# Description of the task
What lines in the records below mention "docs"? List them all.

[[ Dataset excerpts, beginning ]]

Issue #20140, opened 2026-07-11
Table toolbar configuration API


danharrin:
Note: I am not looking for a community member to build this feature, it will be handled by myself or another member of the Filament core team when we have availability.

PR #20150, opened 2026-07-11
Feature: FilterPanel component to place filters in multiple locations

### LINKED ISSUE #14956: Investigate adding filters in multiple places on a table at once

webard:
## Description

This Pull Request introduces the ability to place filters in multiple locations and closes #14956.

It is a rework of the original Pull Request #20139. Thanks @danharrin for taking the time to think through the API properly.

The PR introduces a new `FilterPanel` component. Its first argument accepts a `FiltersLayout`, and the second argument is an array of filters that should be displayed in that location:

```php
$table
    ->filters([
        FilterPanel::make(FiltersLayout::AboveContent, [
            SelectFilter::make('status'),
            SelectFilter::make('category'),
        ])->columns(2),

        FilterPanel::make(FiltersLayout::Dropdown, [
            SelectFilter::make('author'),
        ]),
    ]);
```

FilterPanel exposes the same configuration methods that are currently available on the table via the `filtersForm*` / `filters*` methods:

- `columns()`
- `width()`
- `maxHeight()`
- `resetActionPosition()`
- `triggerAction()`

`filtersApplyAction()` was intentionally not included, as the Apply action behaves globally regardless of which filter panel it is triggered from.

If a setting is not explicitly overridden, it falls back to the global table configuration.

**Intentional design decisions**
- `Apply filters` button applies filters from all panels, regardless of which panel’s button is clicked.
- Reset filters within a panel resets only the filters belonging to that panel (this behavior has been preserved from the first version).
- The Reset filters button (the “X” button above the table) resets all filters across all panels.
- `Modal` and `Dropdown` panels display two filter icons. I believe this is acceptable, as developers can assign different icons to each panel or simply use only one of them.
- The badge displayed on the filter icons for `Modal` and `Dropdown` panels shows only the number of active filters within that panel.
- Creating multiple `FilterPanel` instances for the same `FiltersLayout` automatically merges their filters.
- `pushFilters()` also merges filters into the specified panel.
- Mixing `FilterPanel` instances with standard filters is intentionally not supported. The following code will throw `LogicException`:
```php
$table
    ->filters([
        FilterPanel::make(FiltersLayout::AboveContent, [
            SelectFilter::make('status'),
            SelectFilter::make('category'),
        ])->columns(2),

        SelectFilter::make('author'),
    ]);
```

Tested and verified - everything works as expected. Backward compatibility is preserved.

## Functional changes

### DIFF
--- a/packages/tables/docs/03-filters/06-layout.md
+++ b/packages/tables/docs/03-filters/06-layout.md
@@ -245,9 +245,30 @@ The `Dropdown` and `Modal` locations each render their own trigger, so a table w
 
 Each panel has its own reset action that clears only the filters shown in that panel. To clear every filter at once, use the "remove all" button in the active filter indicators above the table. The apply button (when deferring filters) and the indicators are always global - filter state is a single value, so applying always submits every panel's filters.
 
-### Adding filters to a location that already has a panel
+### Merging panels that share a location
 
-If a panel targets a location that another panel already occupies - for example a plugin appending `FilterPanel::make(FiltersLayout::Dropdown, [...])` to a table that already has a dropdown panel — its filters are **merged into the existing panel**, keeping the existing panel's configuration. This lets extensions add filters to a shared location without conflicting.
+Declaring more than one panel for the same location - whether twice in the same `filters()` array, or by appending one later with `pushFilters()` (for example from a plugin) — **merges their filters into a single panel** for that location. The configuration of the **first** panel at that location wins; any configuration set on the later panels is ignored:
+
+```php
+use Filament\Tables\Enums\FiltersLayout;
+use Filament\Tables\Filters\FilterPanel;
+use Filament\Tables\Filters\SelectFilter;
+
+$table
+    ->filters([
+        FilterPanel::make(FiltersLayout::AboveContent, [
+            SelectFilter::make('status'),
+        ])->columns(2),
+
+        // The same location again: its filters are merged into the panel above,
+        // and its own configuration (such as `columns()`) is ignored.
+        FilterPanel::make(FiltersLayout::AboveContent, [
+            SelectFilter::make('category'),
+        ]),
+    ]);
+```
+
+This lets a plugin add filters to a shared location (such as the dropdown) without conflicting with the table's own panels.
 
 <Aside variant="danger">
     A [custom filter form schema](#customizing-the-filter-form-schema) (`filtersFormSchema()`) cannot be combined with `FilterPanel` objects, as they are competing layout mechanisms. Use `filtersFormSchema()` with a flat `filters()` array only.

[[ Dataset excerpts, end ]]
[[ Dataset excerpts, beginning ]]

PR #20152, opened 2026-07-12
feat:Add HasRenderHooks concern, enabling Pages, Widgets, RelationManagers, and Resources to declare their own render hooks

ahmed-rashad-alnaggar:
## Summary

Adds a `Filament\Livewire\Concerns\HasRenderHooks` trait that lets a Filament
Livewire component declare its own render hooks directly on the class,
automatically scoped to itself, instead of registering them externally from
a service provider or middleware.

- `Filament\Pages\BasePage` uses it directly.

[[ Dataset excerpts, end ]]

# Solution for this exercise
--- a/packages/tables/docs/03-filters/06-layout.md
+++ b/packages/tables/docs/03-filters/06-layout.md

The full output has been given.